## Aim of the task
Exactly as they appear, output all of the entries.

──────── Material to process

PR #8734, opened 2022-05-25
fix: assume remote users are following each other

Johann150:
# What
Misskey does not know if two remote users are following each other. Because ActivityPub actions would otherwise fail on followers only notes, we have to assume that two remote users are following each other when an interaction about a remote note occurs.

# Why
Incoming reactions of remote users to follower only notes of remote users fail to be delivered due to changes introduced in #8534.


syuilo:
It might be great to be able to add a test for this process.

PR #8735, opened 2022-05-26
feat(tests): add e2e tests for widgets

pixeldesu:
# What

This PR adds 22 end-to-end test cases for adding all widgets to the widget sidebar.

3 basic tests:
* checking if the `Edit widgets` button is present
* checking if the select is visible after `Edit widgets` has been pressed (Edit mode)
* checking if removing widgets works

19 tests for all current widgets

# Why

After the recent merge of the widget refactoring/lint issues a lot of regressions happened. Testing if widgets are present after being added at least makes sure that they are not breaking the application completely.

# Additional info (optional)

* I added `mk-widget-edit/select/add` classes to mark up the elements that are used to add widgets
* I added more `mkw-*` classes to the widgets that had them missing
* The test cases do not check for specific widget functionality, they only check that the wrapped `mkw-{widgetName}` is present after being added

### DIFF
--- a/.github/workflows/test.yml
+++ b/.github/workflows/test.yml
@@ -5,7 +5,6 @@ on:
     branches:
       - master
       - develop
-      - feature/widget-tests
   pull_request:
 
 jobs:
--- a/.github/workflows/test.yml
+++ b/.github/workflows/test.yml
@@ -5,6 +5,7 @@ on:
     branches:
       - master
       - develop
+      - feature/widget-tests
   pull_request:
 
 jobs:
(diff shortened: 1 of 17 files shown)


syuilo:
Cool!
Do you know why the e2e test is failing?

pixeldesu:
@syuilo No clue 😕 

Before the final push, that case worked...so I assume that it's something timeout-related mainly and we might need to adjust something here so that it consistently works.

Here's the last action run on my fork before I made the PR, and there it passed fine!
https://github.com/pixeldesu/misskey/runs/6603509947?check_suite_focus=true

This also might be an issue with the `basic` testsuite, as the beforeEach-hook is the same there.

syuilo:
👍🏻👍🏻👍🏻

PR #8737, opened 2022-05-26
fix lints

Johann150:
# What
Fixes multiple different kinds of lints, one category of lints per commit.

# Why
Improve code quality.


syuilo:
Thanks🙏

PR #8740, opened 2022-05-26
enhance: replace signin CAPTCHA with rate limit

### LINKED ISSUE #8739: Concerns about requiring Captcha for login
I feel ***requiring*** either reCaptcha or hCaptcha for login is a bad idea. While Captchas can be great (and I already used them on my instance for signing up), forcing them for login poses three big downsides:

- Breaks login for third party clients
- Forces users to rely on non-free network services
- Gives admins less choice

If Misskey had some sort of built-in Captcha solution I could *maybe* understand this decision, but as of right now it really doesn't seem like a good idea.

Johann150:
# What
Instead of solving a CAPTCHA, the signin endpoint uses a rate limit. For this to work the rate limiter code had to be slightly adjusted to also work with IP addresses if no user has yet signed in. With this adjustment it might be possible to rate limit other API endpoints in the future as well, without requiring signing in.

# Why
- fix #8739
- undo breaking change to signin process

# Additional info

────────────────

## Result of this task
PR #8734, opened 2022-05-25
fix: assume remote users are following each other

Johann150:
# What
Misskey does not know if two remote users are following each other. Because ActivityPub actions would otherwise fail on followers only notes, we have to assume that two remote users are following each other when an interaction about a remote note occurs.

# Why
Incoming reactions of remote users to follower only notes of remote users fail to be delivered due to changes introduced in #8534.


syuilo:
It might be great to be able to add a test for this process.

PR #8735, opened 2022-05-26
feat(tests): add e2e tests for widgets

pixeldesu:
# What

This PR adds 22 end-to-end test cases for adding all widgets to the widget sidebar.

3 basic tests:
* checking if the `Edit widgets` button is present
* checking if the select is visible after `Edit widgets` has been pressed (Edit mode)
* checking if removing widgets works

19 tests for all current widgets

# Why

After the recent merge of the widget refactoring/lint issues a lot of regressions happened. Testing if widgets are present after being added at least makes sure that they are not breaking the application completely.

# Additional info (optional)

* I added `mk-widget-edit/select/add` classes to mark up the elements that are used to add widgets
* I added more `mkw-*` classes to the widgets that had them missing
* The test cases do not check for specific widget functionality, they only check that the wrapped `mkw-{widgetName}` is present after being added

### DIFF
--- a/.github/workflows/test.yml
+++ b/.github/workflows/test.yml
@@ -5,7 +5,6 @@ on:
     branches:
       - master
       - develop
-      - feature/widget-tests
   pull_request:
 
 jobs:
--- a/.github/workflows/test.yml
+++ b/.github/workflows/test.yml
@@ -5,6 +5,7 @@ on:
     branches:
       - master
       - develop
+      - feature/widget-tests
   pull_request:
 
 jobs:
(diff shortened: 1 of 17 files shown)


syuilo:
Cool!
Do you know why the e2e test is failing?

pixeldesu:
@syuilo No clue 😕 

Before the final push, that case worked...so I assume that it's something timeout-related mainly and we might need to adjust something here so that it consistently works.

Here's the last action run on my fork before I made the PR, and there it passed fine!
https://github.com/pixeldesu/misskey/runs/6603509947?check_suite_focus=true

This also might be an issue with the `basic` testsuite, as the beforeEach-hook is the same there.

syuilo:
👍🏻👍🏻👍🏻

PR #8737, opened 2022-05-26
fix lints

Johann150:
# What
Fixes multiple different kinds of lints, one category of lints per commit.

# Why
Improve code quality.


syuilo:
Thanks🙏

PR #8740, opened 2022-05-26
enhance: replace signin CAPTCHA with rate limit

### LINKED ISSUE #8739: Concerns about requiring Captcha for login
I feel ***requiring*** either reCaptcha or hCaptcha for login is a bad idea. While Captchas can be great (and I already used them on my instance for signing up), forcing them for login poses three big downsides:

- Breaks login for third party clients
- Forces users to rely on non-free network services
- Gives admins less choice

If Misskey had some sort of built-in Captcha solution I could *maybe* understand this decision, but as of right now it really doesn't seem like a good idea.

Johann150:
# What
Instead of solving a CAPTCHA, the signin endpoint uses a rate limit. For this to work the rate limiter code had to be slightly adjusted to also work with IP addresses if no user has yet signed in. With this adjustment it might be possible to rate limit other API endpoints in the future as well, without requiring signing in.

# Why
- fix #8739
- undo breaking change to signin process

# Additional info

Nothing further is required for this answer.